No hay mejor madre que la propia. Como la receta secreta de sus croquetas, que nadie será capaz jamás de emular, hay un secreto que palpita en su pecho, en el color de su voz, en sus abrazos y en sus consejos, que es indescifrable, indescriptible y único.
No voy a entrar a discutir con ustedes por qué mi madre es tan especial ni de qué manera me enseñó desde pequeña a quererme, a confiar en mí, a escribir, a pintar y a cantarle al mundo que soy la persona que quiero ser y que estoy orgullosa de la familia que me ha tocado. No necesito defender que supo hacer ver que mi hermana acabaría siendo mi mejor amiga, aunque durante algunos años ella no soportara mi intensidad, ni cómo el amor lo puede todo. Es innecesario que les desgrane los entresijos de una infancia feliz, en la que ir de camping, buscar setas, caracoles o luciérnagas eran los mejores planes de mundo, y donde creí, incluso, que las verduras lograrían curar mi miopía o Jorge Sanz podría verme al otro lado del televisor. Los Reyes Magos, el Ratoncito Pérez, “Los Diminutos” y “David el Gnomo” fueron personajes reales, dijeran lo que dijeran las monjas, durante más de una década y los cuentos en su boca sonaban tan reales que a veces necesitaba taparme hasta las orejas con la manta para evitar que habitaran mis sueños.
Coincidirán conmigo en que nuestras madres, que son las mejores del mundo, deberían ser inmortales y acompañarnos siempre. Aunque a veces les contestemos mal o les recriminemos que nos repiten demasiado las cosas, no concebimos una vida sin ellas y, tras cada llamada, visita o cumpleaños, nos atenaza el miedo de poder perderlas o de que les ocurra algo malo. Algo ocurre y con el paso de los años los hijos nos comportamos de pronto como padres y ellos adoptan el rol de rebeldes con causa. Les decimos lo que deben hacer, comer o decir, y nos aterra que alguien o algo pueda hacerles daño. Debe ser porque hemos cambiado y de pronto nos hemos convertido en seres grandes y fuertes y ellos, que antaño fueron gigantes, comienzan a hacerse más pequeños e inseguros.
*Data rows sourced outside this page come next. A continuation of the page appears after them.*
PR #306, opened 2016-10-04
Use gasLimit for DELEGATECALL and test

silasdavis:
As: https://github.com/eris-ltd/eris-db/pull/305


silasdavis:
My changes cause a fault in state_test.go

PR #313, opened 2016-10-06
Let's not depend on docker

silasdavis:
Goddamn auto-import in Intellij loves to choose docker packages over stdlib, so that's why glide thought we had a docker dependency.

This madness must stop.


benjaminbollen:
LGTM!

PR #314, opened 2016-10-06
We were (probably) inadvertently depending on Tendermint's native RPC

silasdavis:
I noticed that transactor was relying on a Tendermint native RPC call `broadcast_tx_sync`:

```
_, err = app.client.Call("broadcast_tx_sync", params, &result)
```

One that we no longer support. We could implement it, or we could port it to call our RPC, but then this would still be one RPC making another HTTP request to talk to another RPC in the same process, which makes little sense. It ended up this way as we adopted a cautious approach in the refactor.

I have elected to instead delegate to our existing tested BroadcastTx implementation.

...

This also lead me to look at the history of the 'tendermint' endpoint (running on 46657 by default). This RPC was split into our 'rpc/tendermint' and Tendermint's own native RPC. Since we are running in-process we have no real need to run Tendermint's RPC (and it seems to me less can go wrong if we don't), but transactor was still expecting a Tendermint endpoint (though it looked similar to ours).

I then noticed that we are actually trying to run both our rpc/tendermint and Tendermint's native RPC on the same address and port (46657 by default). This obviously will not work. I think the best thing is to not run the Tendermint native one at all for now.

I have tried to take an approach that either simplifies or leaves things alone. I was tempted to rename/rearrange some config, but the fix works without that so I have avoided it.

### DIFF
--- a/consensus/tendermint/config.go
+++ b/consensus/tendermint/config.go
@@ -73,7 +73,7 @@ func (tmintConfig *TendermintConfig) AssertTendermintDefaults(chainId, workDir,
 	tmintConfig.SetDefault("db_backend", "leveldb")
 	tmintConfig.SetDefault("db_dir", dataDir)
 	tmintConfig.SetDefault("log_level", "info")
-	tmintConfig.SetDefault("rpc_laddr", "0.0.0.0:46657")
+	tmintConfig.SetDefault("rpc_laddr", "")
 	tmintConfig.SetDefault("prof_laddr", "")
 	tmintConfig.SetDefault("revision_file", path.Join(workDir, "revision"))
 	tmintConfig.SetDefault("cswal", path.Join(dataDir, "cswal"))
@@ -103,6 +103,7 @@ func (tmintConfig *TendermintConfig) AssertTendermintConsistency(
 	tmintConfig.Set("genesis_file", consensusConfig.GenesisFile)
 	// private validator file
 	tmintConfig.Set("priv_validator_file", privateValidatorFilePath)
+
 }
 
 // implement interface github.com/tendermint/go-config/config.Config
--- a/consensus/tendermint/tendermint.go
+++ b/consensus/tendermint/tendermint.go
@@ -111,6 +111,16 @@ func NewTendermint(moduleConfig *config.ModuleConfig,
 		path.Join(moduleConfig.RootDir,
 			moduleConfig.Config.GetString("private_validator_file")))
 
+	// TODO: [Silas] we want to something better than this like not not have it in
+	// the config at all, but for now I think it's much safer to make sure we are
+	// not running the tendermint RPC as it could lead to unexpected behaviour,
+	// not least if we accidentally try to run it on the same address as our own
+	if tmintConfig.GetString("rpc_laddr") != "" {
+		log.Warnf("Force disabling Tendermint's native RPC, which had been set to " +
+				"run on '%s' in the Tendermint config.", tmintConfig.GetString("rpc_laddr"))
+		tmintConfig.Set("rpc_laddr", "")
+	}
+	
 	newNode := node.NewNode(tmintConfig, privateValidator, func(_, _ string,
 		hash []byte) proxy.AppConn {
 		return NewLocalClient(new(sync.Mutex), application)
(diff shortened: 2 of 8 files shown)


consensus/tendermint/config.go
```diff
@@ -73,7 +73,7 @@ func (tmintConfig *TendermintConfig) AssertTendermintDefaults(chainId, workDir,
 	tmintConfig.SetDefault("db_backend", "leveldb")
 	tmintConfig.SetDefault("db_dir", dataDir)
 	tmintConfig.SetDefault("log_level", "info")
-	tmintConfig.SetDefault("rpc_laddr", "0.0.0.0:46657")
```
benjaminbollen: These defaults I've taken from Tendermint; it is important to check that Tendermint will not set them, if they are not set by us.  but yes, we definitely want to look at disabling tendermints internal rpc for in-process tendermint

consensus/tendermint/tendermint.go
```diff
@@ -111,6 +111,16 @@ func NewTendermint(moduleConfig *config.ModuleConfig,
 		path.Join(moduleConfig.RootDir,
 			moduleConfig.Config.GetString("private_validator_file")))
 
+	// TODO: [Silas] we want to something better than this like not not have it in
+	// the config at all, but for now I think it's much safer to make sure we are
+	// not running the tendermint RPC as it could lead to unexpected behaviour,
+	// not least if we accidentally try to run it on the same address as our own
+	if tmintConfig.GetString("rpc_laddr") != "" {
```
benjaminbollen: brilliant, but Im not sure that it would work;  I would almost default to setting the tendermint rpc to a different port by default `0.0.0.0:48857` eg

manager/eris-mint/pipe.go
```diff
@@ -87,34 +87,47 @@ func NewErisMintPipe(moduleConfig *config.ModuleConfig,
...
+	// NOTE: [Silas]
+	// This is something of a loopback, but seems like a nicer option than
+	// transactor calling the Tendermint native RPC (as it was before),
+	// or indeed calling this RPC over the wire given that we have direct access.
+	//
+	// We could just hand transactor a copy of Pipe, but doing it this way seems
+	// like a reasonably minimal and flexible way of providing transactor with the
+	// broadcast function it needs, without making it explicitly
+	// aware of/depend on Pipe.
+	transactor := newTransactor(moduleConfig.ChainId, eventSwitch, erisMint,
```
benjaminbollen: alternatively we can hand transactor a pointer to ConsensusEngine, when it is set; but we'll come back to this soon, and then remove the need for these compatibility constructions

server_config.toml
```diff
@@ -150,7 +150,7 @@ listener = "tcp://0.0.0.0:46658"
 # This file needs to be in the root directory
 private_validator_file = "priv_validator.json"
 
-  # Tendermint requires additional configuration parameters.
+  # Tendermint requires additional configuration parameters.TransactAndHold
```
benjaminbollen: This is a typo, but also we should no longer have server_config.toml in the root directory.

consensus/tendermint/tendermint.go
silasdavis: No it disables it: https://github.com/tendermint/tendermint/blob/master/node/node.go#L362

manager/eris-mint/pipe.go
silasdavis: Unless there is a strong reason to change it, I'd rather stick with this, as soon it will all be laid to waste as you say...

server_config.toml
silasdavis: oops yeah, I'll fix that. I more or less agree, at least not in this form. Having send that i think there is an argument to have the config templating as a part of eris-db/eris-client, so changes to config happen in the same place as they are consumed. i.e. move some of what is in eris-cm. But let's shelf this.

benjaminbollen: yeah, while I was typing that, it makes sense to me as well that having cm define the config and edb consume it is dangerous.  Better for cm to have it write and manage all, but depend on a eris-client functionality

manager/eris-mint/pipe.go
benjaminbollen: no stick with it here.  That was what I was hoping to convey.  It s very nice and like it.

benjaminbollen:
LGTM;

silasdavis:
will just make those changes

benjaminbollen:
LGTM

No hay mejor madre que la propia. Créanme cuando les digo que la mía todavía me envía cajones de más de 20 kilos cuajados de sus conservas, cuyas mermeladas de mora y ciruela, pimientos asados, tomate frito, pisto casero, bonito en aceite o judías verdes me hacen la vida más sabrosa y me devuelven las sonrisas de unos años en los que no sabía lo que era el dolor, ni el terror, ni lo que era hacerse viejo. Mi intolerancia a la lactosa se suplía en mi casa con bizcochos, bombones y helados caseros, y mi tendencia a la sociabilidad que me llevaba a irme con cualquiera que me pidiese que cantase y bailase sobre una mesa imitando a Marisol, fue controlada creando en mi habitación todo un parque de atracciones donde no existiesen los peligros.
Hoy es el día de la madre y no estoy con ella… ¡o sí! porque tengo la suerte de saber que su risa cantarina y contagiosa estará ahora mismo sonando con fuerza, mientras brinda con mi padre, con mis hermanos, cuñados y sobrinos, por la pobre Montse que estará currando. Hoy es el día de la madre, de la mía, de la suya y de las nuestras, y este artículo va por ellas, por las mujeres que cambiaron el mundo, las que fueron las primeras en votar, nos educaron para ser felices sobre todas las cosas, y son las mayores heroínas de nuestra historia.